Data for processing section start

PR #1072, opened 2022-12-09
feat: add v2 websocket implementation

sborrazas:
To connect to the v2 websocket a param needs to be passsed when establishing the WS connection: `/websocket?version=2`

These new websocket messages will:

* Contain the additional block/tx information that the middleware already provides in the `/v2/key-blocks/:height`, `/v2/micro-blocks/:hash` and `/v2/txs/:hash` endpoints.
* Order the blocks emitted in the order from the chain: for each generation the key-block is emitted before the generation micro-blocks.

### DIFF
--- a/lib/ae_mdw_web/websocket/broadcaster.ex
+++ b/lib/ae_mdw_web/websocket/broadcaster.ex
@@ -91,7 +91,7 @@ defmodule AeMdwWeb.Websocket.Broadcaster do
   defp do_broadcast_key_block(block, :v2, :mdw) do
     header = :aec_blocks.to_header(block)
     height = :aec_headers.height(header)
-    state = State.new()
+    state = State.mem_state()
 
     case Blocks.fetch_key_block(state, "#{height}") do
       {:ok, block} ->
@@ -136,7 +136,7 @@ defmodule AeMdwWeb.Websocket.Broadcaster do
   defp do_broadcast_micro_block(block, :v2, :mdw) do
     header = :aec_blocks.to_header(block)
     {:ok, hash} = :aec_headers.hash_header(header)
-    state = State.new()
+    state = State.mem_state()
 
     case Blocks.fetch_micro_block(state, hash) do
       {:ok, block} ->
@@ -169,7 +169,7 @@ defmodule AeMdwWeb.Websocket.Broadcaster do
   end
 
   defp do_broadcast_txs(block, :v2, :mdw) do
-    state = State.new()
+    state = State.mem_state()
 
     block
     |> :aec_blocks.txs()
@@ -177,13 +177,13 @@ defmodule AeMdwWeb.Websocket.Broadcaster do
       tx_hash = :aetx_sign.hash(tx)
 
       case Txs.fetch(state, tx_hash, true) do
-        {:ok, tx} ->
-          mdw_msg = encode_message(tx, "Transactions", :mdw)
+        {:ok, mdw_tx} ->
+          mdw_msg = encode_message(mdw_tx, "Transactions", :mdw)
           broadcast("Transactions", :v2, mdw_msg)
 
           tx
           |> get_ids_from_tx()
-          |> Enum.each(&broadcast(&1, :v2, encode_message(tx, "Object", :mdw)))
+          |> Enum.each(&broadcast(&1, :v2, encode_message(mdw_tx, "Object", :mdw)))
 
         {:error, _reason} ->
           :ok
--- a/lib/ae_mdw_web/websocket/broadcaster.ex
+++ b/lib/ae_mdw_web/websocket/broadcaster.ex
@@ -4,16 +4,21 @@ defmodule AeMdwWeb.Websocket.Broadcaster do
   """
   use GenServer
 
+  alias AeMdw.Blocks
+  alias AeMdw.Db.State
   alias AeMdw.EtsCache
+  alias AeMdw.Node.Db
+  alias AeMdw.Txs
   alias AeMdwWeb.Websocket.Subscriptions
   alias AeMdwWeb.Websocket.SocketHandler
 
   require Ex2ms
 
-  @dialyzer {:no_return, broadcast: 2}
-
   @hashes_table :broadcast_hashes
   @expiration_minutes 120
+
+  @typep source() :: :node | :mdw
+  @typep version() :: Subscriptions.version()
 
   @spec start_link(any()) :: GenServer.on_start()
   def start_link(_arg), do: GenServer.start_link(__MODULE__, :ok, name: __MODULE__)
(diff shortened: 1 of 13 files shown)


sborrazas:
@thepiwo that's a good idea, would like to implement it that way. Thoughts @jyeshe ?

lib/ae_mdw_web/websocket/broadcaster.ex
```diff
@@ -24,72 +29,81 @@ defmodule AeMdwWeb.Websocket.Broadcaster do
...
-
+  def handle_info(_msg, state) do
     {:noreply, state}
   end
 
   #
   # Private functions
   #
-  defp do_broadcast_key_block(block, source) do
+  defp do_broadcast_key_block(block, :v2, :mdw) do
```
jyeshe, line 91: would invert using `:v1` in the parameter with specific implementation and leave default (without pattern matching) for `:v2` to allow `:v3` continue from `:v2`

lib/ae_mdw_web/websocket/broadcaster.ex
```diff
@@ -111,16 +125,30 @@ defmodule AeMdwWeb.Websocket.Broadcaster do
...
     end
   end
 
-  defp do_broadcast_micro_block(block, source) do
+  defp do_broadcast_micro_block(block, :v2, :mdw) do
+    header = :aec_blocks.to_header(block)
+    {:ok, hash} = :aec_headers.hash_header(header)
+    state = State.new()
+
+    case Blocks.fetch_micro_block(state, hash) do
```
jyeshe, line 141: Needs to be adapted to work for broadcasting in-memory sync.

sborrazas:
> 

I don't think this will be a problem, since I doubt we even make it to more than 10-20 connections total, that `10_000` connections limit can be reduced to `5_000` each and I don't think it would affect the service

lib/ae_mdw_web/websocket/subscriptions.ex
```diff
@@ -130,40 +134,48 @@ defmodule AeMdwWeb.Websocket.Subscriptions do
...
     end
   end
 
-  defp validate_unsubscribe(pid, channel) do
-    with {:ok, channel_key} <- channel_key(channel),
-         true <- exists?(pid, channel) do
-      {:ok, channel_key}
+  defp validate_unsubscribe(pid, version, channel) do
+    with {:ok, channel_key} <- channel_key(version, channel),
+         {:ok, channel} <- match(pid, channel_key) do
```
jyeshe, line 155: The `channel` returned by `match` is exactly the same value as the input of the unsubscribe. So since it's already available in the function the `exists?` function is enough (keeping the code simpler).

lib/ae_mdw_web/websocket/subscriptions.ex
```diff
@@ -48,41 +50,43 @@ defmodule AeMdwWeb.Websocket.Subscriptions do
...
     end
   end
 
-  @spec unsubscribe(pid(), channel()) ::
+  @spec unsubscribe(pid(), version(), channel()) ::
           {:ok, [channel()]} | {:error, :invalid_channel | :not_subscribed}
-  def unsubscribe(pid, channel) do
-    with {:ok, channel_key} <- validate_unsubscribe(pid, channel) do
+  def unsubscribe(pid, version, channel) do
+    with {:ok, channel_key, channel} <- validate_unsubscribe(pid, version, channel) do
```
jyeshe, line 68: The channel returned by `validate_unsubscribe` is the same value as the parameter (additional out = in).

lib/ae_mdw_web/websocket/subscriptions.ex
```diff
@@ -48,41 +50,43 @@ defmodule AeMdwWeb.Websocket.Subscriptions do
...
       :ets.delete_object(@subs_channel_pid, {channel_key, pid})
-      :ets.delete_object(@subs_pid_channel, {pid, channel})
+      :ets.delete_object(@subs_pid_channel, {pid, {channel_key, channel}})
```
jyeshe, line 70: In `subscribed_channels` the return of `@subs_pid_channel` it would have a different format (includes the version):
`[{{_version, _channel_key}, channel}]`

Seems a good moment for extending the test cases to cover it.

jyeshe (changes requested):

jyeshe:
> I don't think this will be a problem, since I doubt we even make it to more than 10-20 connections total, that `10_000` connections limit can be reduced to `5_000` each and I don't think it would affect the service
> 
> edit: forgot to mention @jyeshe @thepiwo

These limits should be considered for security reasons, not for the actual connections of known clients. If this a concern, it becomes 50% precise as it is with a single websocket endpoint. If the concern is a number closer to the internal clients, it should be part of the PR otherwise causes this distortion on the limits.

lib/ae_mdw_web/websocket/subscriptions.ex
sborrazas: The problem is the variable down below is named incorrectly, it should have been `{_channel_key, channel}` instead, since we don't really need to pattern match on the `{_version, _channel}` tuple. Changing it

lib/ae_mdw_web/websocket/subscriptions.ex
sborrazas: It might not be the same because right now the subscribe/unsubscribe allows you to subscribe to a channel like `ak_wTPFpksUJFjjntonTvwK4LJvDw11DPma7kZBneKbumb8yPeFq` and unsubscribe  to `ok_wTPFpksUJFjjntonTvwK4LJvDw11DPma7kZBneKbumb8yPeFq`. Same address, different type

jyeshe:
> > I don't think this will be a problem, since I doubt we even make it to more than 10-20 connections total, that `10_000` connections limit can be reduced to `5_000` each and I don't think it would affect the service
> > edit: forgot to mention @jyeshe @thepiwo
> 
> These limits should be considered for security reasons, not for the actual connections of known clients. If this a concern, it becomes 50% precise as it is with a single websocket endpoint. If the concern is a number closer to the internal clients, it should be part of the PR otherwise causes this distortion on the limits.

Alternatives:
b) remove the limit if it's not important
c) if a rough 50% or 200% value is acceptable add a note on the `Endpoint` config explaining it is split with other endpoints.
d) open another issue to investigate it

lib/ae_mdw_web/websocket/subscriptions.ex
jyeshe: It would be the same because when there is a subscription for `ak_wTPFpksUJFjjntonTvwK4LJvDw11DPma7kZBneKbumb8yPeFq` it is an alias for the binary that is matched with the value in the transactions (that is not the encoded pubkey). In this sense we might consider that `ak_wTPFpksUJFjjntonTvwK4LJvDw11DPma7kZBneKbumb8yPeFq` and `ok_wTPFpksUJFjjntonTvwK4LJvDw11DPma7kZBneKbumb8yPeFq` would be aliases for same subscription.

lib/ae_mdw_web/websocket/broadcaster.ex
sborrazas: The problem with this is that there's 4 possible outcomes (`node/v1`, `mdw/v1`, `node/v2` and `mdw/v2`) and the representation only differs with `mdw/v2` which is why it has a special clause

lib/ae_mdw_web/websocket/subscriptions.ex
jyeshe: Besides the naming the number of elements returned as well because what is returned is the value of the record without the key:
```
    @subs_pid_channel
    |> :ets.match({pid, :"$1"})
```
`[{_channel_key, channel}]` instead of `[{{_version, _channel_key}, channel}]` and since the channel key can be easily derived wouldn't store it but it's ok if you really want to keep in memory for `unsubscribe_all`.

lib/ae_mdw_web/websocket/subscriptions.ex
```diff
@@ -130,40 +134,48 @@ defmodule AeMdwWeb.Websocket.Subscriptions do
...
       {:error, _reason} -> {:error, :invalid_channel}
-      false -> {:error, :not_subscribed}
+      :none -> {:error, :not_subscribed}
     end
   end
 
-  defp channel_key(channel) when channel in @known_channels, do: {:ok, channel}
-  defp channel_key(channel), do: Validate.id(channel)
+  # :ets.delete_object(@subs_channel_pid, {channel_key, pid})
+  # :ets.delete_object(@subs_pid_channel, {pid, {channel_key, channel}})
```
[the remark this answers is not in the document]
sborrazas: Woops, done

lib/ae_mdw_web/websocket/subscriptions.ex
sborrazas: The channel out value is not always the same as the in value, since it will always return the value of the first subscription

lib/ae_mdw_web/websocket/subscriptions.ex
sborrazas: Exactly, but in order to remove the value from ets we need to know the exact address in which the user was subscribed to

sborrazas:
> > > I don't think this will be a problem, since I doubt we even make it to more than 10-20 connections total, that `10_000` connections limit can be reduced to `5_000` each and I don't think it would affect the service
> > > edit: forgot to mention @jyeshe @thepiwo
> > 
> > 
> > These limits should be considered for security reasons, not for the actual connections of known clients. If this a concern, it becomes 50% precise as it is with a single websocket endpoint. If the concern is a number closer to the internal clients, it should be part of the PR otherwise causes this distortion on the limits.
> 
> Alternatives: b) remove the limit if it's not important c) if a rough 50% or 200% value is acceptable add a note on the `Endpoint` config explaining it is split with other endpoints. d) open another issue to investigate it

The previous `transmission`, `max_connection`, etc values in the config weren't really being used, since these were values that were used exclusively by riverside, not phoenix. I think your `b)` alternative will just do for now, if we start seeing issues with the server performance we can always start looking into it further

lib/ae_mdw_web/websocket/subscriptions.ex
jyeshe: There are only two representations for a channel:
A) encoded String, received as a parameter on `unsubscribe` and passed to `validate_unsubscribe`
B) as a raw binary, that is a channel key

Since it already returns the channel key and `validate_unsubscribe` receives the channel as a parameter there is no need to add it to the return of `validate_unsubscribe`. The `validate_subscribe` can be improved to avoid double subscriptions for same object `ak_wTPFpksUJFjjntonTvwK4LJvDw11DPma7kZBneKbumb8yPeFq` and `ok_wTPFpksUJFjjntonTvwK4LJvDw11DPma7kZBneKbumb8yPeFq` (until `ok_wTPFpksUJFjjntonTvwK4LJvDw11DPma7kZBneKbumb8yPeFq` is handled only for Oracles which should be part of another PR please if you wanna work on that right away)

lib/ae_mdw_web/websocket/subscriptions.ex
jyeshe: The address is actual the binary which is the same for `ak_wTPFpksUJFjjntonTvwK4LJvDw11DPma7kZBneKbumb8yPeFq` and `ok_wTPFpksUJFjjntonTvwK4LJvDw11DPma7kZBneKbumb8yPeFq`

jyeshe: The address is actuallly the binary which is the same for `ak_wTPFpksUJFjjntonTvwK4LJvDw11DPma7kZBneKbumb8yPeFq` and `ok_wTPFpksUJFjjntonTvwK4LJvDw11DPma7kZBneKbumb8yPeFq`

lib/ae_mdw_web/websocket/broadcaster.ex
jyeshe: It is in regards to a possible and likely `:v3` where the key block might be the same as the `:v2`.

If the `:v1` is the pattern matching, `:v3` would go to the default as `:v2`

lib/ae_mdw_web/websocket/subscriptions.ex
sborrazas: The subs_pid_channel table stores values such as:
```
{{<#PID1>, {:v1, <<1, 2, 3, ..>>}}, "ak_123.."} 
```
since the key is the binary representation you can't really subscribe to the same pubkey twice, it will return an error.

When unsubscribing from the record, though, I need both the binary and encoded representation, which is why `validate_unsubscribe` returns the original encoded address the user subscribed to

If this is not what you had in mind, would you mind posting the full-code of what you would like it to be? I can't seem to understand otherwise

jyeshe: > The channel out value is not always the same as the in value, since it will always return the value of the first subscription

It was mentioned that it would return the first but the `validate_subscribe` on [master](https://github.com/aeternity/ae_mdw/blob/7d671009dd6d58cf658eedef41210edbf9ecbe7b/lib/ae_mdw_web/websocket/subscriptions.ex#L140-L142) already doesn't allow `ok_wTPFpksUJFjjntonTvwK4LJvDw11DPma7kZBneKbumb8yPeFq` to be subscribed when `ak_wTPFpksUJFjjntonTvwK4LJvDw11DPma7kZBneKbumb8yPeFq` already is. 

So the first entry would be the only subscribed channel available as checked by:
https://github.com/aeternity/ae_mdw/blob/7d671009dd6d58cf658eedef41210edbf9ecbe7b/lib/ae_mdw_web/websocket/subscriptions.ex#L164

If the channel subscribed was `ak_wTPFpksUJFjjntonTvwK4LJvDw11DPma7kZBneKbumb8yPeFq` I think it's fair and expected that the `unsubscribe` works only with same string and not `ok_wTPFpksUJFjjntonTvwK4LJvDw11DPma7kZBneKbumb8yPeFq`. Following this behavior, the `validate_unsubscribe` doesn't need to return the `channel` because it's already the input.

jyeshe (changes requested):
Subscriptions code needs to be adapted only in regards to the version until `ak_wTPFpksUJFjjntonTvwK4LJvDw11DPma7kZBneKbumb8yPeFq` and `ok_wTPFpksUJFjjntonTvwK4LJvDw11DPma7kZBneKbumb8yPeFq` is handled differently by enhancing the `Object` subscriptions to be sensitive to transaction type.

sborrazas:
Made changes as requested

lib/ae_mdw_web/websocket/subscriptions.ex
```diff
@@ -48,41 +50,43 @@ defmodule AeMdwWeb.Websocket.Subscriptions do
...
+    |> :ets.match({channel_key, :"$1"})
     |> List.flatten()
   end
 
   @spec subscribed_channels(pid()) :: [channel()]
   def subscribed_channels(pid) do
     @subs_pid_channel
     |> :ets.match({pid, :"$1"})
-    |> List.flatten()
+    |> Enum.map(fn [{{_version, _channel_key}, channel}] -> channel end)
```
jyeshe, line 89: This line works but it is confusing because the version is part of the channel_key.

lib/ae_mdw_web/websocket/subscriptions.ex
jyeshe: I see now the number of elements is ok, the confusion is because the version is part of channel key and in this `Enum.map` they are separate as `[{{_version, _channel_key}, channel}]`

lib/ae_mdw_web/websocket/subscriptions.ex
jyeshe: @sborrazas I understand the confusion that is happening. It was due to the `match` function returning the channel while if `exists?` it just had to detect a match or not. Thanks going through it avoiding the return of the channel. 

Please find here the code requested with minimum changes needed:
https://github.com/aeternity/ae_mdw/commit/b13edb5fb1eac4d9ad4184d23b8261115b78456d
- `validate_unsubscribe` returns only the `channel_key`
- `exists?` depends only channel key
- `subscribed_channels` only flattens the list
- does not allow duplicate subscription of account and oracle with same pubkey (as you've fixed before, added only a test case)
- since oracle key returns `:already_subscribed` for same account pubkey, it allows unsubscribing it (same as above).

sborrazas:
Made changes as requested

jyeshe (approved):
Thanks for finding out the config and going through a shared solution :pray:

Data for processing section end
Data for processing section start

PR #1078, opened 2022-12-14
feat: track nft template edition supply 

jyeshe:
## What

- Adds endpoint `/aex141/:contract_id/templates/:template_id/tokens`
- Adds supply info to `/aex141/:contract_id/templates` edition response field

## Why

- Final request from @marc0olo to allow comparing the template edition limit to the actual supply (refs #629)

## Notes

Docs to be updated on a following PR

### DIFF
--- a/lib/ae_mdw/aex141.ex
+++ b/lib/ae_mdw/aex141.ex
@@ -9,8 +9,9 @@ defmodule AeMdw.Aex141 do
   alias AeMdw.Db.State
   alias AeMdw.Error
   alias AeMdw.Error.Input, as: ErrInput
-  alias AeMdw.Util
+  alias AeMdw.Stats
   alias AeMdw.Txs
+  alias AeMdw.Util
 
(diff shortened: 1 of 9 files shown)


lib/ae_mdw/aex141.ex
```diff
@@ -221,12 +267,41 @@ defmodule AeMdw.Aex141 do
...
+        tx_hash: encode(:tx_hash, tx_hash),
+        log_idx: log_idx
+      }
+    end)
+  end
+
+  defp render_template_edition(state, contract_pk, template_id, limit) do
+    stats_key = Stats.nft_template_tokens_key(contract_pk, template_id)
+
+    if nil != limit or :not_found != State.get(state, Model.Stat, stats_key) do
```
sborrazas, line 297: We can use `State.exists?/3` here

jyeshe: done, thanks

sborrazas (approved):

Data for processing section end
Data for processing section start

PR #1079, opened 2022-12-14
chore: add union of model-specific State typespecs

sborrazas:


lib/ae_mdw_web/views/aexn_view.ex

Data for processing section end

Work to complete -
Each line above from the one with "PR #1072, opened 2022-12-09" up to and including the one with "These new websocket" must be set down exactly, and no line outside that span may appear.

Answer box -
PR #1072, opened 2022-12-09
feat: add v2 websocket implementation

sborrazas:
To connect to the v2 websocket a param needs to be passsed when establishing the WS connection: `/websocket?version=2`

These new websocket messages will:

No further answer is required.